**** DATA IN THIS EXERCISE

Issue #4331, opened 2023-09-29
Implement `cloud.Bucket` inflight method `metadata` for AWS targets


Chriscbr:
```js
/**
 * Get the metadata of an object in the bucket.
 */
inflight metadata(key: str): ObjectMetadata;

/**
 * Metadata of a bucket object.
 */
struct ObjectMetadata {
  /** The size of the object in bytes. */
  size: num;
  /** The time the object was last modified. */
  lastModified: Datetime;
  /** The content type of the object, if it is known. */
  contentType: str?;
}
```

staycoolcall911:
Thanks for creating these issues @Chriscbr - this should also resolve #1686, right?

Chriscbr:
@staycoolcall911 It should get us most of the way there - we also need to allow specifying the mime type in `bucket.put()` as well

monadabot:
Congrats! :rocket: This was released in [Wing 0.37.2](https://github.com/winglang/wing/releases/tag/v0.37.2).

Issue #4330, opened 2023-09-29
Implement `cloud.Bucket` inflight method `metadata` for simulator target


Chriscbr:
```js
/**
 * Get the metadata of an object in the bucket.
 */
inflight metadata(key: str): ObjectMetadata;

/**
 * Metadata of a bucket object.
 */
struct ObjectMetadata {
  /** The size of the object in bytes. */
  size: num;
  /** The time the object was last modified. */
  lastModified: Datetime;
  /** The content type of the object, if it is known. */
  contentType: str?;
}
```

monadabot:
Congrats! :rocket: This was released in [Wing 0.37.2](https://github.com/winglang/wing/releases/tag/v0.37.2).

PR #4338, opened 2023-09-29
feat(sdk): implement cloud.Bucket inflight method metadata for AWS targets and Simulator

exoego:
Closes https://github.com/winglang/wing/issues/4331
Closes https://github.com/winglang/wing/issues/4330

This PR implements inflgiht method `Bucket.metadata` for AWS.
Other implementations are stubbed.

## Checklist

- [x] Tests added (always)


libs/wingsdk/src/cloud/bucket.ts
```diff
@@ -345,6 +346,27 @@ export interface IBucketClient {
    * @inflight
    */
   publicUrl(key: string): Promise<string>;
+
+  /**
+   * Get the metadata of an object in the bucket.
```
Chriscbr, line 351:
```suggestion
   * Get the metadata of an object in the bucket. Throws if there is no object with the given key.
```

Chriscbr (commented):
Thanks for picking this up @exoego - this looks like a great start!

I think we need two more things:
1. Add a test written in Wing to our examples directory here: https://github.com/winglang/wing/tree/main/examples/tests/sdk_tests/bucket
2. I suspect we also need to specify what permissions are needed by `metadata` - check out this function: https://github.com/winglang/wing/blob/6a9ce9de4216f8f02e466c746b1e24f42713a5cc/libs/wingsdk/src/shared-aws/permissions.ts#L84

Chriscbr (changes requested):
See comments

libs/wingsdk/src/cloud/bucket.ts
exoego: I've addressed that in https://github.com/winglang/wing/pull/4338/commits/5cfe0cc417cfff1adea53e4dde4ce4ce1d4d06df
`@throws` annotation is used.

exoego:
@Chriscbr Request was addressed.

examples/tests/sdk_tests/bucket/metadata.test.w
```diff
@@ -0,0 +1,17 @@
+bring cloud;
+
+let b = new cloud.Bucket();
+
+test "metadata" {
+  b.put("test1.txt", "Foo");
+
+  assert(b.metadata("test1.txt").size == 3);
+  assert(b.metadata("test1.txt").contentType == nil);
```
Chriscbr, line 9: When I ran this test on my AWS account, I got an error because the contentType was not nil. To make sure the AWS and `sim` targets behave the same, I think we need the following:

- (a) `put` for AWS implementations should always specify a content type so it isn't automatically set by AWS - I think the AWS SDK already sets it to [application/octet-stream](https://github.com/aws/aws-sdk-js-v3/blob/fa961c2350b650a1c29cc09306f0e2e0b9eb6c4e/clients/client-s3/src/protocols/Aws_restXml.ts#L3320) by default but it's a good practice for us to set it
- (b) the `sim` implementation should track a content type for each file, such as inside a JavaScript `Map`

Chriscbr (changes requested):

examples/tests/sdk_tests/bucket/metadata.test.w
exoego: Ah, I thought this test is executed only in Simulator, but we can execute in actual clouds?
How should I execute this test file in AWS?
I've checked `05-development.md` but could not figure out.

exoego: In my personal opinion, there should be a `content-type` argument to `put` methods and let users to specify it.
It would be user-friendly if content-type is automatically guessed by Wing using a 3rd party library, but there should be an escape hatch in case such a library does not recognize content-type.

Chriscbr: Sorry for any confusion with our development guide. You can execute any test in AWS by running Wing's  `test` command with the `--target tf-aws` flag. For example `wing test --target tf-aws metadata.test.w`.

> In my personal opinion, there should be a `content-type` argument to `put` methods and let users to specify it. It would be user-friendly if Wing automatically guessed content-type using a 3rd party library, but there should be an escape hatch in case such a library does not recognize content-type.

Totally, I think both suggestions make sense to me. I didn't want to add additional scope to this PR, but both can be supported. Would you mind creating an issue on GitHub for these enhancements? 🙏

revitalbarletz:
Hey @exoego !!! How about joining our [slack](https://t.winglang.io/slack)? It is easier to address some questions over there and we have a great community :) so its totally win win !

examples/tests/sdk_tests/bucket/metadata.test.w
exoego: @Chriscbr 
Updated the PR. 
- https://github.com/winglang/wing/pull/4338/commits/350470283cb4344e4890eb50ef5d80607975465f Sim returns `application/octet-stream` until we allow custom content-type.
- https://github.com/winglang/wing/pull/4338/commits/34456836cdd784c006948586672b6847794ecbb5 Fixes AWS implementation. I've found that a generic `"403"` error is thrown instead of `NotFound` when `s3:ListBucket` (underlying action for `s3:ListObject(V2)`) is not permitted.

As far as I tested, the test now succeeds both on Simulator and TF-AWS.

exoego:
> How about joining our [slack](https://t.winglang.io/slack)

Thanks, but no, thanks.
I do not like that Google-unsearchable places (Discord or Slack) are used for questions and discussions in OSS community.

Chriscbr (approved):
Stellar work @exoego! 🎉

PR #4342, opened 2023-09-29
feat(cli): compile directories

Chriscbr:
The wing toolchain now supports compiling directories. For example:

```
$ wing compile .
```

When a directory is compiled, no preflight code is executed (this only happens when an entrypoint file like `main.w` is passed to `wing compile`).

Required for https://github.com/winglang/wing/pull/3938

## Checklist

- [x] Tests added (always)

### DIFF
--- a/apps/wing/src/commands/compile.test.ts
+++ b/apps/wing/src/commands/compile.test.ts
@@ -6,6 +6,7 @@ import { Target } from "@winglang/compiler";
 import { generateTmpDir } from "src/util";
 
 const exampleDir = resolve("../../examples/tests/valid");
+const exampleSmallDir = resolve("../../examples/tests/valid/subdir2");
 const exampleFilePath = join(exampleDir, "captures.test.w");
 
 describe(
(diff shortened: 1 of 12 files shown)


eladb (approved):

MarkMcCulloh:
This isn't really compilation, is it? I always figured `compile` for wing means preflight execution. Also why is a directory special? A directory and normal wing file are both modules, so the behavior of this command changing based on file vs directory is unexpected.

Chriscbr:
> This isn't really compilation, is it? I always figured compile for wing means preflight execution.

The motivation of the change comes from #3938 - the idea is `wing pack` will (1) compile your project (i.e. the current directory) and (2) package it into a sharable artifact. My thinking was that it would be weird if there wasn't a way to just do part (1) and compile your current project without packaging it.

> Also why is a directory special? A directory and non-entrypoint wing file are both modules, so the behavior of this command changing based on file vs directory is unexpected.

They're really treated the same, I didn't explain this in the PR description well. Compiling any unit of code that doesn't represent an entrypoint will not synthesize application artifacts (i.e. a Terraform manifest for the `tf-aws` target, or a `simulator.json` for the `sim` target), excluding tests in the future.

PR #4349, opened 2023-09-30
chore(repo): ready for implementation field in issue templates

staycoolcall911:
Adding another field to issue templates, to indicate whether this issue is ready to start implementation or whether some further discussion is needed first.

## Checklist

- [ ] Tests added (always)

### DIFF
--- a/.github/ISSUE_TEMPLATE/bug.yml
+++ b/.github/ISSUE_TEMPLATE/bug.yml
@@ -37,16 +37,6 @@ body:
     label: "Is there a workaround?"
     placeholder: "What's the workaround to avoid this issue?"
 - type: dropdown
-  id: impl-ready
-  attributes:
-    label: "Ready for implementation?"
-    description: "Does this issue contain enough info to start implementation or does it need further discussion?"
-    options:
-    - "Yes"
-    - "No"
-  validations:
-    required: true
-- type: dropdown
   id: Component
   attributes:
     label: "Component"
--- a/.github/ISSUE_TEMPLATE/bug.yml
+++ b/.github/ISSUE_TEMPLATE/bug.yml
@@ -37,6 +37,16 @@ body:
     label: "Is there a workaround?"
     placeholder: "What's the workaround to avoid this issue?"
 - type: dropdown
+  id: impl-ready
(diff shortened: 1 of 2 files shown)


.github/ISSUE_TEMPLATE/bug.yml
```diff
@@ -36,6 +36,16 @@ body:
   attributes:
     label: "Is there a workaround?"
     placeholder: "What's the workaround to avoid this issue?"
+- type: dropdown
```
eladb, line 39: Not sure we need this for bugs. Let's not overload too much if not needed.

.github/ISSUE_TEMPLATE/feature.yml
```diff
@@ -34,6 +34,16 @@ body:
     description: 
     placeholder: |
       Any thoughts regarding how this should be implemented?
+- type: dropdown
```
eladb, line 37: Perhaps instead of a user controlled field (which feels quite weak), we can do this:

1. Add a default label for all features that says "need discussion"
1. Add a note in the community notes section that says not to pick an item if it has that label.

Then, it is on us to make clear out this label when we groom the backlog (or schedule for discussion, request an RFC, etc).

Wdyt?

eladb (changes requested):

.github/ISSUE_TEMPLATE/feature.yml
staycoolcall911: I think most issues will not need this label, so it's better to do it the other way around: new issues are created without the label, and we add it if needed during triage.
That said, I'm also fine starting as you suggested.

eladb: I am not sure I agree. Feels like it would be healthy for all *feature requests* to have some kind of review by someone from the team before they are ready to be implemented, no?

staycoolcall911: I review everything anyway, so it's just a matter of adding the needs-discussion label or removing it.
Let's start with adding it automatically to alm issue. Fine by me

eladb (approved):

PR #6589, opened 2024-05-29
fix(compiler): better error message when putting in parenthesis in a catch block

### LINKED ISSUE #5945: Confusing error message when putting error in parenthesis in try-catch block
### I tried this:

```ts
try {

} catch (e) {

}
```

### This happened:

Got this error: 
> Missing `catch` or `finally` blocks for this try statement

### I expected this:

Any other message basically. The error is not that there is no catch statement, but that `catch (e)` should be `catch e`

### Is there a workaround?

_No response_

### Anything else?

Another seemingly small issue, but that users will encounter often as co-pilot generates try-catch blocks like this

### Wing Version

0.61.1

### Node.js Version

_No response_

### Platform(s)

MacOS

### Community Notes

tsuf239:
Fixes #5945 
```
try {
  log("Hello World");
} catch (e) {
//      ^^^ Unexpected parentheses in catch block. Use 'catch e' instead of 'catch (e)'.
  log("error");
}

try {
  log("Hello World");
} catch (longError) {
//      ^^^^^^^^^^^ Unexpected parentheses in catch block. Use 'catch longError' instead of 'catch (longError)'.
  log("error");
}
```
image

## Checklist

- [ ] Tests added (always)

### DIFF
--- a/libs/tree-sitter-wing/grammar.js
+++ b/libs/tree-sitter-wing/grammar.js
@@ -55,7 +55,12 @@ module.exports = grammar({
       choice(braced(optional(repeat($._statement))), $.AUTOMATIC_BLOCK),
     _semicolon: ($) => choice(";", $.AUTOMATIC_SEMICOLON),
     comment: ($) =>
-      token(choice(seq(/\/\/[^\/]/, /.*/), seq("/*", /[^*]*\*+([^/*][^*]*\*+)*/, "/"))),
+      token(
+        choice(
+          seq(/\/\/[^\/]/, /.*/),
+          seq("/*", /[^*]*\*+([^/*][^*]*\*+)*/, "/")
+        )
+      ),
 
     doc: ($) => seq("///", field("content", $.doc_content)),
     doc_content: ($) => /.*/,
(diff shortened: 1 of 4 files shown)


libs/tree-sitter-wing/grammar.js
```diff
@@ -334,7 +353,15 @@ module.exports = grammar({
         optional(
           seq(
             "catch",
-            optional(field("exception_identifier", $.identifier)),
+            optional(
```
yoav-steinberg, line 356: This is extra grammar just for more specific errors. I guess this is ok, and it's probably the easiest way to deal with this.
I wonder if this is another hint that we need to eventually move to our own parser? @MarkMcCulloh I wonder what's your take on this?

yoav-steinberg (approved):
:heavy_check_mark:

libs/tree-sitter-wing/grammar.js
MarkMcCulloh: I'm definitely in favor of us doing our own parser for error-correcting cases like this and others.

> This is extra grammar just for more specific errors

The way I see it: If we were to write our own parser, we would definitely add code to specifically detect this case. Adding it to our ts grammar is currently our only way to do that.

It's worth noting we have the same issue in several of our syntaxes wrt to parens:

```wing
for (x in [2]) {}
if (let x = 2) {}
```

I think our parser should be able to avoid exploding for all of these

Issue #5212, opened 2023-12-13
Invoke from the simulator does not work


meirdev:
### I tried this:

Get the request data when the user clicks invoke:

```
bring cloud;

let api = new cloud.Api();

api.post("/test", inflight (req: cloud.ApiRequest): cloud.ApiResponse => {
  if let requestBody = req.body {
    let data = Json.parse(requestBody);

    return cloud.ApiResponse {
      status: 200,
      body: data.get("message").asStr()
    };
  }

  return cloud.ApiResponse {
    status: 400,
    body: "error"
  };
});
```

Invoke message:

```
{"body": "{\"message\": \"hello\"}"}
```

### This happened:

It is not possible to access the body of the request, an error (400) always returns.

### I expected this:

I expect to receive:

```json
{
  "success": true,
  "response": {
    "status": 200,
    "body": "hello"
  }
}
```

### Anything else?

It looks like the code is getting the request object as a string. And I think the problem is here:

https://github.com/winglang/wing/blob/e64d002ff01ad64d9f0680587f790d1b7b3959d1/libs/wingsdk/src/target-sim/function.inflight.ts#L56

If I change to this:

```typescript
return sb.call("handler", payload);
```

It works:

<img width="818" alt="Screenshot 2023-12-13 at 21 33 24" src="https://github.com/winglang/wing/assets/21178966/05b03c76-f9f4-4645-afd9-a18c27ecc88c">

But if I send a message not in JSON format:

```
hello
```

I get this error:

<img width="1068" alt="Screenshot 2023-12-13 at 21 36 33" src="https://github.com/winglang/wing/assets/21178966/5e76fd70-6d1a-4776-96c5-940abfbb863c">

### Wing Version

0.51.16

### Node.js Version

v21.2.0

### Platform(s)

MacOS

### Community Notes

* Please vote by adding a 👍 reaction to the issue to help us prioritize.
* If you are interested to work on this issue, please leave a comment.

Chriscbr:
Thanks for the bug report @meirdev. As I understand it, basically you're observing that even though an HTTP request to `cloud.Api` in the simulator ends up calling `invoke()` on `cloud.Function` internally, if you pass the expected `ApiRequest` structure directly to `cloud.Function` in the Wing console, it doesn't seem to work.

[...]

PR #6595, opened 2024-05-30
feat(sdk): show `cloud.Api` endpoint functions

skyrpex:
This change makes `cloud.Api` endpoint functions visible in the Console's map view.


skyrpex:
@eladb not sure if this is the solution you were looking for, I remember this comment here https://github.com/winglang/wing/issues/5212#issuecomment-1854646682.

The problem is that invoking the endpoint functions directly is strange since it's expecting a specific API payload format.

IMO it would be interesting if we detected that they are `cloud.Api` functions and provided some kind of schema for the event payload, but not sure how much work is required for that to happen.

eladb (approved):
Might be good for the time being

PR #6599, opened 2024-05-30
fix(compiler): can't pass inflight closure as parameter to `super()` call

### LINKED ISSUE #4925: Can't pass an inflight closure to a `super` ctor call
### I tried this:

```js
class Base {
  new(handler: inflight (): void) { }
}

class Derived extends Base {
  new() {
    super(inflight () => { });
  }
}

new Derived();
```

### This happened:

```
➜  winglibs git:(main) wing compile ~/Documents/test.main.w 
ERROR: There is already a Construct with name 'Derived' in $Root [Default]

hint: Every preflight object needs a unique identifier within its scope. You can assign one as shown:

> new cloud.Bucket() as "MyBucket";

For more information, see https://www.winglang.io/docs/concepts/application-tree

../../Documents/target/test.main.wsim.543615.tmp/.wing/preflight.js:11
       class Base extends $stdlib.std.Resource {
         constructor($scope, $id, handler) {
>>         super($scope, $id);
         }
         static _toInflightType(context) {
```

### I expected this:

To work

### Is there a workaround?

_No response_

### Component

Compiler

### Wing Version

_No response_

### Node.js Version

_No response_

### Platform(s)

_No response_

### Anything else?

_No response_

### Community Notes

yoav-steinberg:
fixes #4925

Now you can pass inflight closures and also any `new PreflightClass()` as parameters to a `super()` call in a ctor.
What I did is detect these cases and made sure the implicit scope passed to the construct ctor is `$scope` and not `this` which isn't available before `super()` is called.

## Checklist

- [x] Tests added (always)

### DIFF
--- a/examples/tests/valid/inflight_closure_as_super_param.test.w
+++ b/examples/tests/valid/inflight_closure_as_super_param.test.w
@@ -27,9 +27,8 @@ let c = new Derived() as "derived";
 assert(nodeof(c.f).path.endsWith("derived/in_derived"));
 // Make sure the instance created in the super call is scoped to the parent (root)
 assert(!nodeof(c.f_base).path.endsWith("derived/in_root"));
-let in_root = regex.compile("root\\/env[0-9]+\\/in_root");
-log(nodeof(c.f_base).path);
-assert(in_root.test(nodeof(c.f_base).path));
+let appPath = nodeof(this).path;
+assert(nodeof(c.f_base).path == "{appPath}/in_root");
 
 test "boom!" {
   assert(c.h() == "boom!");
--- a/examples/tests/valid/inflight_closure_as_super_param.test.w
+++ b/examples/tests/valid/inflight_closure_as_super_param.test.w
@@ -1,0 +1,35 @@
+class Foo {}
+
+class Base {
+  pub h: inflight (): str;
+  pub f_base: Foo;
+  new(handler: inflight (): str, f: Foo) { 
+    this.h = handler;
+    this.f_base = f;
+  }
+}
+
+class Derived extends Base {
+  pub f: Foo;
+  new() {
+    super(inflight (): str => { 
+      return "boom!";
+    }, new Foo() as "in_root");
+    this.f = new Foo() as "in_derived";
+  }
+}
+
+let c = new Derived() as "derived";
+// Make sure that instances created in a ctor are scoped to the instance they were created in
+// This is related to this test because the transformed inflight closure is also an instance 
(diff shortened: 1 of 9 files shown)


examples/tests/valid/inflight_closure_as_super_param.test.w
```diff
@@ -0,0 +1,35 @@
...
+    this.f_base = f;
+  }
+}
+
+class Derived extends Base {
+  pub f: Foo;
+  new() {
+    super(inflight (): str => { 
+      return "boom!";
+    }, new Foo() as "in_root");
```
Chriscbr, line 17: For the case of arbitrary preflight classes, the issue of not being able to pass a newly-constructed class to super() is interesting because the normal construction pattern (where the child class receives the "this" scope) also isn't possible in TypeScript:

```ts
class MyConstruct extends Construct {
  constructor(scope: Construct, id: string, helper: Construct) {
    super(scope, id);
    // do something with helper...
  }
}

class MySuperConstruct extends MyConstruct {
  constructor(scope: Construct, id: string) {
    let c = new Construct(this, "Helper"); // error: 'super' must be called before accessing this
    super(scope, id, c);
  }
}
```

As you observed, it's possible to reuse the "scope" to make it work:

```ts
let c = new Construct(scope, "Helper");
```

But it's worth noting this technically changes the tree structure so the construct being created is now a sibling instead of a child. Not necessarily a big deal.

Having the compiler do this automatically sounds like a fair compromise given that I don't think there's any other workaround. Indeed, I think the only other way to access the implicit "$scope" argument in Winglang right now requires the `nodeof()` function right now - but `nodeof` expects a scope, so it doesn't really help:

```
class A {
  new(bucket: cloud.Bucket) {
  }
}

class B extends A {
  new() {
    super(new cloud.Bucket() in nodeof(this).scope!); // error: using this before "super" has been called
  }
}
```

I feel like it could be worth documenting in the language reference or [here](https://github.com/winglang/wing/blob/main/docs/docs/02-concepts/02-application-tree.md) that classes constructed inside `super()` statements will be siblings instead of children in the tree - what do you think?

Chriscbr (approved):
Nice fix! 🙌

examples/tests/valid/inflight_closure_as_super_param.test.w
yoav-steinberg: :+1:  Agree. I see the docs only contain information about preflight class "naming" and not about "scoping", I'll add a section and including this edge case.

eladb (approved):
Sweet!

PR #6602, opened 2024-05-30
feat: show connections for token references

### LINKED ISSUE #6433: Treat token references as connections (and show them in the Console)
### Use Case

When a resource references an attribute of another resource, it introduces a relationship between them, similarly to the relationship created when inflight code calls a method on another preflight resource.

I want to see these relationships (connections) in the Wing Console!

The fact that the relationship is introduced through a reference to an attribute and not a method call doesn't make it less of a relationship.

Before:
image

After:

image

### Proposed Solution

We should identify tokens when we call `toSimulator()` in the resource configuration (simulator initially, but can also do it for terraform), and simply add a connection to the `tree.json`.

It should be straightforward to add something like this.

### Implementation Notes

_No response_

### Component

_No response_

### Community Notes

### LINKED ISSUE #6607: `invokeAsync` connection is not displayed in Wing Console
### I tried this:

```js
let fn1 = new cloud.Function(inflight () => {}) as "fn1";

let fn2 = new cloud.Function(inflight () => {
  fn1.invokeAsync();
}) as "fn2";
```

### This happened:

image

### I expected this:

To see the connection between the two functions

### Is there a workaround?

_No response_

### Anything else?

_No response_

### Wing Version

_No response_

### Node.js Version

_No response_

### Platform(s)

_No response_

### Community Notes

eladb:
Resolves #6433 by adding a connection edge when resources reference each other through tokens (e.g. a function references `api.url`). The fact that these are implicit references doesn't mean they are not references...

## Console UI Tweaks

* Remove the `()` from the connection operations because oftentimes they do not represent an actual method name. If we want to distinguish between operations and other types of connections, we should add this to the model and then display.
* Only show the operation when there's a `sourceOp` in the connection. Do not default to the connection name.
* In the navigation pane, change the label from "Access" to "Connections".
* Restore connections for `invokeAsync()`. Not sure why they were removed (resolves #6607)
* Change the node title of topics created for bucket notifications to `OnXxx` instead of `onxxx` (all lowercase).
* Change the lift-based connection name to `call`.
* Change the title for the queue consumer function to `Consumer` instead of `SetConsumer()`, also `Tick` (for schedules), `Subscriber` (for topics).

## Misc

* Make the `source` property of `nodeof(x).addConnection()` optional and default to `this`.

## Checklist

- [ ] Tests added (always)


skyrpex:
image

These kind of connections are visually awkward and confusing to me (from parent to child). That's why I suggested a few days ago to use pseudo-containers like these:

image

We keep a hint of the hierarchy but the connections are easier to read.

skyrpex:
But that's subject for a different PR/proposal.

skyrpex:
> For now, maybe we could make it so the connections from parent to children go from west to east. I'll try amending the PR.

Nevermind, a proper refactor of the construct map nodes would be needed. It's a bit of a mess right now and can't easily do it.

libs/wingsdk/src/target-sim/app.ts
```diff
@@ -265,6 +269,35 @@ export class App extends core.App {
...
+      resolveTokens(resource.props, (to) => {
+        // skip references to the "handle" of the target resource because it would be reflected by
+        // the connections created by inflight method calls.
+        if (to.attr !== "handle") {
+          core.Connections.of(this).add({
+            source: map[from],
+            target: map[to.path],
+            targetOp: to.attr,
+            name: "<ref>",
+          });
```
Chriscbr, line 294: Food for thought -- this approach doesn't produce the "sourceOp" so we're losing information about what method(s) are referencing to the other resource. For example if we have a class like this:

```wing
bring cloud;

class A {
  bucket: cloud.Bucket;
  api: cloud.Api;
  new() {
    this.api = new cloud.Api();
  }
  pub inflight foo() {
    this.bucket.list();
  }
  pub inflight bar() {
    log(this.api.url);
  }
}

let a = new A();
```

Then we can show the specific relationship:

Screenshot 2024-05-31 at 3 51 38 PM

WDYT?

I think I got a minimal version working - here's a git patch if you feel up to incorporating it into your PR:

```patch
diff --git a/libs/wingsdk/src/std/resource.ts b/libs/wingsdk/src/std/resource.ts
index 3573d0d7e..7257da780 100644
--- a/libs/wingsdk/src/std/resource.ts
+++ b/libs/wingsdk/src/std/resource.ts
@@ -1,7 +1,9 @@
 import { Construct, IConstruct } from "constructs";
 import { App, LiftMap } from "../core";
 import { AbstractMemberError } from "../core/errors";
+import { parseToken } from "../simulator/tokens";
 import { Node } from "../std";
+import { isSimulatorToken } from "../target-sim/tokens";

 /**
  * A resource that can run inflight code.
@@ -219,6 +221,9 @@ function addConnectionsFromLiftMap(
   baseOp?: string
 ) {
   for (const [op, liftEntries] of Object.entries(liftData)) {
+    if (baseOp ?? op === "$inflight_init") {
+      continue;
+    }
     for (const [dep, depOps] of liftEntries) {
       if (Construct.isConstruct(dep) && !(dep instanceof AutoIdResource)) {
         // case 1: dep is an ordinary resource
@@ -234,6 +239,19 @@ function addConnectionsFromLiftMap(
       } else if (hasLiftMap(dep)) {
         // case 2: dep is an inflight
         addConnectionsFromLiftMap(construct, dep._liftMap, baseOp ?? op);
+      } else if (isSimulatorToken(dep)) {
+        // case 3: dep is a simulator token
+        const { path, attr, prop } = parseToken(dep);
+        const target = Node.of(construct)
+          .findAll()
+          .filter((c) => c.node.path === path)[0];
+        Node.of(construct).addConnection({
+          source: construct,
+          sourceOp: baseOp ?? op,
+          target,
+          targetOp: prop ?? attr,
+          name: "ref",
+        });
       }
     }
   }
```

Chriscbr (approved):
Nice 👍  I added an optional suggestion in a comment

libs/wingsdk/src/target-sim/app.ts
eladb:
```sh
$ git apply <<HERE
PASTE THE ABOVE
HERE
```

Magic!

eladb: @Chriscbr I am not sure how this would work... The lift map only includes information about inflight method calls, not references of preflight values. Right?

eladb: I am leaving the previous implementation for now.

skyrpex (approved):

libs/wingsdk/src/target-sim/app.ts
Chriscbr: > The lift map only includes information about inflight method calls, not references of preflight values. Right?

@eladb Here's the lift map for the example snippet above:

```
      get _liftMap() {
        return ({
          "foo": [
            [this.bucket, ["list"]],
          ],
          "bar": [
            [this.api.url, []],
          ],
          "$inflight_init": [
            [this.api.url, []],
            [this.bucket, []],
          ],
        });
      }
```
The token (this.api.url) is a reference to a preflight value and you can see it's included in the lift map -- that's how I was able to produce the screenshot in my earlier comment.

I think there's a bug in the UI where the console automatically displays everything with trailing parentheses, so it looks like `url()` instead of `url` in the screenshot - maybe that's the confusion?

PR #6611, opened 2024-05-31
poc(console): add support for ui.graph

polamoros:
@Chriscbr 
image


skyrpex:
Can you change the colors? The contrast ratio is too low

image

********

■ **PROBLEM DESCRIPTION**: The required answer is the exact run of lines above starting at the line with "specify it. It" and ending at the line with "allow custom content-type.", with both ends present.

■ **WRITTEN REPLY**:
> In my personal opinion, there should be a `content-type` argument to `put` methods and let users to specify it. It would be user-friendly if Wing automatically guessed content-type using a 3rd party library, but there should be an escape hatch in case such a library does not recognize content-type.

Totally, I think both suggestions make sense to me. I didn't want to add additional scope to this PR, but both can be supported. Would you mind creating an issue on GitHub for these enhancements? 🙏

revitalbarletz:
Hey @exoego !!! How about joining our [slack](https://t.winglang.io/slack)? It is easier to address some questions over there and we have a great community :) so its totally win win !

examples/tests/sdk_tests/bucket/metadata.test.w
exoego: @Chriscbr 
Updated the PR. 
- https://github.com/winglang/wing/pull/4338/commits/350470283cb4344e4890eb50ef5d80607975465f Sim returns `application/octet-stream` until we allow custom content-type.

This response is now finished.